Kayaker Thought She Was Going To Die After Brown Recluse Bite

Br-recluse-guy / Wiki Commons

Sherri Maddox from Campbell County, Virginia ended up in the hospital with a swollen lip after she was bitten by a brown recluse spider while kayaking.

Sherri said she was floating on the Staunton River from the Long Island area to the Brookneal area stopping to take breaks along the way. She said the spider bit her sometime during the 10-hour kayaking trip.

At first, she didn’t think very much of it, but after the swelling and the pain continued on to the next day, she decided to take a trip to the hospital where they gave her antibiotics. She said she still wasn’t too worried about it until things started to get worse.

“I cried. It was terrible. I thought I was going to die, you know, it was a lot of pain.” Sherri told KOIN. “I’m almost 50, and I’ve been floating in the Staunton River since I could swim, 6 years old. I was just praying I wasn’t going to die because I hear horror stories and you look on the internet and see all this stuff.”

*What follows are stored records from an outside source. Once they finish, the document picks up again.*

PR #325, opened 2022-05-23
Handle ftwindow being odd better

srsampson:
I noticed that ftwindow was cast to a float on one line, but not on  another.

This is just to align the logic and also cast back to an integer after floor() and ceil().

P.S. It is normally even, and equal to 32

### DIFF
--- a/src/ofdm.c
+++ b/src/ofdm.c
@@ -1391,7 +1391,7 @@ static void ofdm_demod_core(struct OFDM *ofdm, int *rx_bits) {
     if (ofdm->timing_en == true) {
         /* update timing at start of every frame */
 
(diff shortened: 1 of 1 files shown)


drowe67:
Thanks @srsampson.  Just curious - is the `(int)` in front of the ceilf()/floorf() necessary?  Perhaps it generates a warning?

tmiw:
I'm going to assume no issues with ctests passing before and after PR, right?

srsampson:
Yes, I started with a fresh clone, built and ctest, then changes and built and ctest again. Then of course it built and ctested in the PR.

The (int) isn't really required in C, as it will cast the float correctly. I could have left it off. Other languages do give an error (such as Java). Which led me to this change.

After the floor() and ceil() it is essentially an integer without a fractional part.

Doctors at the hospital finally pinpointed that it was a brown recluse spider bite on her lip and acted fast. Lynchburg General Hospital where she was at was full and so they sent her to Bedford where the doctors and nurses worked together to heal her.

“I hallucinated a lot and thought it was because of the pain meds they gave me, but I heard from several different people that that’s what the spider venom does,” Sherri said.

She said she stayed in the hospital for five days hallucinating.

“I just thought I was at my mom’s house or my sister’s house and then I’d get out and go look out the hospital room and realized I was in the hospital,” she explained.

After a while, the swelling went down and doctors say she is expected to be okay but will continue to stay on antibiotics. David Moore, an entomologist at Lynchburg General Hospital said the spider she was bitten by is normally found in the eastern part of Tennessee but he is not surprised that they’ve made their way up to Virginia.

“You’re typically going to find brown recluse around rocks, piles of inner tubes, utility boxes, piles, under bark, and other areas,” David said. “Inside a home, they like to be in undisturbed areas, so like in boxes, among some papers.”